[Collected data]
>>>

PR #42, opened 2026-04-23
Automate version sync: git tag is single source of truth for versionName

aunger:
## What this does

Makes the **git tag** the single source of truth for `versionName`, so the version baked into the APK, the APK filename, and the GitHub Release name are always identical. Eliminates the previous manual step of editing `versionName` in `build.gradle.kts` before tagging.

Also enables **signed release APKs on every CI build** (not just tagged releases), making it easy to sideload any pre-release build.

### `versionName` — injected from outside, never hardcoded

`app/build.gradle.kts` reads `versionName` from a Gradle project property (`-PversionName=…`). CI always supplies it; local builds without the property get `"dev"` as a fallback.

| Build | `versionName` | `versionCode` | APK filename |
|---|---|---|---|
| Local dev | `dev` | `yyyyMMdd` (date) | `app-release.apk` |
| CI merge to main | `dev.<run_number>` | `github.run_number` | `gb4pc-dev.<run_number>.apk` |
| Tagged release | `X.Y.Z` (from tag) | `github.run_number` | `gb4pc-X.Y.Z.apk` |

### `versionCode` — `github.run_number` in CI

`github.run_number` is a monotonically-increasing integer scoped to the repository. It fits easily in Android's int32 `versionCode` limit, never collides (even two releases on the same day get different values), and makes APK version ordering unambiguous for sideloading.

### `scripts/tag-release.sh` — one command to release

```
./scripts/tag-release.sh 1.2.3
```

Validates semver format, checks for a clean working tree, creates an annotated `v1.2.3` tag, and pushes it. The release workflow picks up from there — no file edits required.

### Workflow structure

Three jobs serve distinct purposes; none is redundant:

| Job | Trigger | Output | Signed |
|---|---|---|---|
| `build` (unit tests) | PRs + pushes | test report | — |
| `release-build` | push to main | `gb4pc-dev.N.apk` artifact | yes |
| `release.yml` | `v*` tag | GitHub Release + APK | yes |

`release-build` and the release workflow both produce signed APKs but differ in trigger, naming, and destination (Actions artifact vs. GitHub Release). The `release-build` job provides installable builds for every merge, so you don't have to tag just to test a sideloaded build.

## Files changed

- `app/build.gradle.kts` — `versionName` reads from `-PversionName` Gradle property
- `app/src/test/java/com/gb4pc/ReleaseVersionTest.kt` — updated to accept `dev.N` labels and `github.run_number` as versionCode
- `.github/workflows/build.yml` — version + build number injected everywhere; `release-build` job now signs and names APKs
- `.github/workflows/release.yml` — version extracted before unit tests so it can be passed to both; `BUILD_NUMBER=github.run_number` added
- `scripts/tag-release.sh` — new release helper

https://claude.ai/code/session_01GGycetahvWiq2FMpZDYT3g

### DIFF
--- a/.github/workflows/build.yml
+++ b/.github/workflows/build.yml
@@ -35,11 +35,10 @@ jobs:
       - name: Grant execute permission for gradlew
         run: chmod +x gradlew
 
-      - name: Build debug APK
-        run: ./gradlew assembleDebug --no-daemon
-
-      - name: Run unit tests
-        run: ./gradlew testDebugUnitTest --no-daemon
+      - name: Build and test
+        env:
+          BUILD_NUMBER: ${{ github.run_number }}
+        run: ./gradlew assembleDebug testDebugUnitTest -PversionName=dev.${{ github.run_number }} --no-daemon
 
       - name: Upload test results
         if: always()
@@ -126,7 +125,11 @@ jobs:
         run: chmod +x gradlew
 
       - name: Build app, test, and mock Pixel Camera APKs
-        run: ./gradlew assembleDebug assembleDebugAndroidTest :e2e-mock-camera:assembleDebug --no-daemon
+        env:
+          BUILD_NUMBER: ${{ github.run_number }}
+        run: >
+          ./gradlew assembleDebug assembleDebugAndroidTest :e2e-mock-camera:assembleDebug
+          -PversionName=dev.${{ github.run_number }} --no-daemon
 
       - name: Start emulator
         run: |
@@ -241,7 +244,9 @@ jobs:
           path: app/build/outputs/androidTest-results/
           retention-days: 14
 
-  # Produce a release build on every merge to main (continuous delivery)
+  # Produce a signed release APK on every merge to main for easy sideloading.
+  # Named gb4pc-dev.<run_number>.apk to distinguish from tagged releases.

<<<

TASK DIRECTIONS -> Where in the records does the string "reads" appear? Copy every line that has it.

THE ANSWER ->
`app/build.gradle.kts` reads `versionName` from a Gradle project property (`-PversionName=…`). CI always supplies it; local builds without the property get `"dev"` as a fallback.
- `app/build.gradle.kts` — `versionName` reads from `-PversionName` Gradle property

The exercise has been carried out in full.